11 Beloved, if God so loved us, we also ought to love one another.

12 No one has seen God at any time. If we love one another, God abides in us, and His love has been perfected in us. 13 By this we know that we abide in Him, and He in us, because He has given us of His Spirit. 14 And we have seen and testify that the Father has sent the Son as Savior of the world. 15 Whoever confesses that Jesus is the Son of God, God abides in him, and he in God. 16 And we have known and believed the love that God has for us. God is love, and he who abides in love abides in God, and God in him.

17 Love has been perfected among us in this: that we may have boldness in the day of judgment; because as He is, so are we in this world. 18 There is no fear in love; but perfect love casts out fear, because fear involves torment. But he who fears has not been made perfect in love. 19 We love Him because He first loved us.

20 If someone says, “I love God,” and hates his brother, he is a liar; for he who does not love his brother whom he has seen, how can he love God whom he has not seen? 21 And this commandment we have from Him: that he who loves God must love his brother also.


When we first heard and believed the Gospel and were baptized into the name of Jesus, we sprang forth from Jesus as branches from a vine. In John’s Gospel, we heard Jesus say to His disciples, “I am the vine, you are the branches. He who abides in Me, and I in him, bears much fruit; for without Me you can do nothing” (John 15:5). How do we know we still abide (that is, remain) in God and God in us? We continue to believe and confess that Jesus is the Son of God, along with all the other articles of the Christian faith. We know what and in whom we believe. We abide in the faith.
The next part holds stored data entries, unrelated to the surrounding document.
PR #533, opened 2017-11-02
XEP-0387: bump compliance suite year to 2018

SamWhited:
Bumps the year on the compliance suites to 2018.


horazont:
I don’t think this is editorial, at all. But the change has been discussed on-list and was proposed by the author, so [Ready to Merge] holds IMO.

SamWhited:
I forgot about this; it sounded like everyone was for doing it this way, so I'm going to go ahead and change it and the council will vote on the updated version with 2018 in the title. Thanks for the reminder!

PR #546, opened 2017-11-24
XEP-0107: The defined child of mood is REQUIRED, see §2.1

linkmauve:


horazont:
I don’t think this is correct. Some of the use cases publish empty <mood/> to signify un-publishing.

horazont:
I’m going to close this for inactivity. Feel free to re-open if you have any more feedback on this.

PR #547, opened 2017-11-24
XEP-0313: do not store type groupchat in user archives

iNPUTmice:
An update to the MAM XEP to reflect real word situation where implementations don't actually store group chat messages into the user archive.

Change made after discussion on mailing list. cc @mwild1


mwild1:
@Kev That's exactly what it's saying. Contacts shouldn't be able to choose what happens to your archive.

iNPUTmice:
If this:
> A MUC archives allows a user to view the conversation within a room. All messages sent to the room that contain either a &lt;body&gt; element **or a &lt;store/&gt; hint (&xep0334;)** SHOULD

is the line that is causing issues here I'm happy to remove in order to get the way more important not storing type=groupchat in user archives statement merged.

horazont:
@Kev ping.

Kev:
I already took the discussion back to the mailing list yesterday.

jcbrand:
The mailing list discussion is here: https://mail.jabber.org/pipermail/standards/2017-November/thread.html#33917

The conclusion appears to be to allow servers to store groupchat messages in the user's own MAM archive, but to not return them by default.

E.g. `Saying it shouldn’t store them isn’t helpful, but I’m ok with not returning them by default. We can add further filtering in other XEPs, I think.` by @Kev 

In light of this, can this PR be closed, or should it be updated?

Kev:
No activity in years.

PR #548, opened 2017-11-26
XEP-0144: The specification refers to a bare JID but the example was a FULLJID

detrout:


detrout:
Had to read the CLA and decide if it was a sufficiently free software compatible license before I signed it.

horazont:
@detrout Thank you! I’ll take care of this today.

PR #550, opened 2017-11-29
0.13

stpeter:
Addressed feedback received during Last Call.


SamWhited:
Thanks! I'll merge this shortly as #551 which is the same commit but with a few editor tweaks.

PR #553, opened 2017-12-03
XEP-0363: amend security considerations and introduce retry element

iNPUTmice:
* Added `<retry/>` element to error response
* Extend Security Considerations

### DIFF
--- a/xep-0363.xml
+++ b/xep-0363.xml
@@ -29,6 +29,17 @@
     <jid>daniel@gultsch.de</jid>
   </author>
   <revision>
+    <version>0.4.0</version>
+    <date>2017-12-03</date>
+    <initials>dg</initials>
+    <remark>
+      <ul>
+        <li>Added &lt;retry/&gt; element to error response</li>
+        <li>Extend Security Considerations</li>
+      </ul>
+    </remark>
+  </revision>
+  <revision>
     <version>0.3.1</version>
     <date>2017-04-21</date>
     <initials>dg</initials>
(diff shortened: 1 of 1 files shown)


xep-0363.xml
```diff
@@ -210,6 +221,7 @@
   </error>
 </iq>]]></example>
 <p>For any other type of error the service SHOULD respond with appropriate error types to indicate temporary or permanent errors.</p>
+<p>For temporary errors such as exceeding a personal quota the service MAY include a &lt;retry/&gt; element qualified by the urn:xmpp:http:upload:0 namespace as a child of the &lt;error/&gt; element. That element MUST include an attribute 'stamp' which indicates the time at which the requesting entity MAY try again. The format of the timestamp must adhere to the date-time format specified in &xep0082; and MUST be expressed in UTC. The service SHOULD NOT impose sanctions on an entity simply for retrying earlier than the specified time.</p>
```
SamWhited: * s/That element MUST/The retry element MUST/
* s/requesting entity MAY try again/requesting entity may try again/ (this is passively describing what the entity may be doing, so I don't think it's actually 2119 language?)
* "entity ~simply~ for retrying earlier"

xep-0363.xml
```diff
@@ -251,6 +265,7 @@
 <section1 topic='Security Considerations' anchor='security'>
   <ul>
   <li>Client implementors MUST consider the fact that without additional end-to-end-encryption files uploaded to a service described in this document will store those files in plain text on that service. Client implementors SHOULD either use this only for semi public files (for example files shared in a public MUC or a PEP Avatar) or implement appropriate end-to-end encryption.</li>
+  <li>Requesting entities MUST strip any newline characters from the HTTP header names and values before making the PUT request.</li>
```
SamWhited: I wonder if we should just say that headers must be canonicalized as described in the HTTP spec? I can't remember if this includes newlines or if it's just the capitalization of the header keys, but I'm pretty sure there's a section in there about that (although I can't find it now).

iNPUTmice: There is already wording in the XEP that the actual upload is out of scope for this document thus repeating (or referencing) HTTP spec is unnecessary IMHO. I see this part of the security section just as a friendly reminder in case some HTTP libraries don't validate the header input.

SamWhited: Sounds good to me

PR #554, opened 2017-12-06
XEP-0048: Suggest that xep48 implementations support xep49

Kev:
Per Council discussion.


horazont:
Rejected by council ([see mailinglist archive](https://mail.jabber.org/pipermail/standards/2018-January/034161.html)).

PR #555, opened 2017-12-07
XEP-0060: Register pubsub#persist_items as a Precondition publish-option

iNPUTmice:
` pubsub#persist_items` is used in XEPs like XEP-0048 or XEP-0223 and needs to be registered according to the wording in the publish-options section. Otherwise implementations will just reject the examples given in those XEPs.

PR #556, opened 2017-12-07
XEP-0060: change wording on publish-options to refer to node-configuration

iNPUTmice:
This is an alternative approach #555 that spares us from having to re-add every node-configuration as a precondition to the publish-options registry. 

* Specify that unregistered publish-options will fall back to preconditions to node configurations of the same name
* Get rid of per-item OVERRIDE
* Remove registration for the obsolete pubsub#access_model publish-options

### DIFF
--- a/xep-0060.xml
+++ b/xep-0060.xml
@@ -51,11 +51,24 @@
   &ralphm;
 
   <revision>
+    <version>1.15.0</version>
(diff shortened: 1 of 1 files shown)


horazont:
Closing in favour of merged #557.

But there is an additional way to know that we abide in God and God in us. “He who abides in love abides in God, and God in him.” That love is first for God. Standing on His promises of forgiveness and acceptance through Christ, we no longer cower in fear before our Father. We love Him, because we know for certain that He loves us and that all punishment and condemnation has been removed from us for the sake of Christ, who made atonement for all our sins.

But we’re fooling ourselves, John says, if we think we can love God while hating a child of God, a brother or sister in Christ, one of our fellow Christians. We claim to love a God whom we have never seen with our eyes or heard with our ears. But we do see our fellow Christians in the world. It should be easier to love the one we can actually see and interact with. But seeing our brothers also means seeing their weaknesses and their flaws and their needs that require our attention. The sin that still dwells in us makes it harder to love the ones we can see.

So if you find that you lack genuine love for your brothers here, don’t make excuses for it. Admit it. Repent of it. See in Christ God’s love for you and for your brother, and then return to your daily task of overcoming your natural lovelessness and replacing it with the love of your Father. When we love our brothers, that love then becomes a piece of evidence assuring us that we do, in fact, abide in God and God in us. Let us pray: Heavenly Father, abide in us with Your love, and, by Your Spirit, help us to abide in You always. Amen.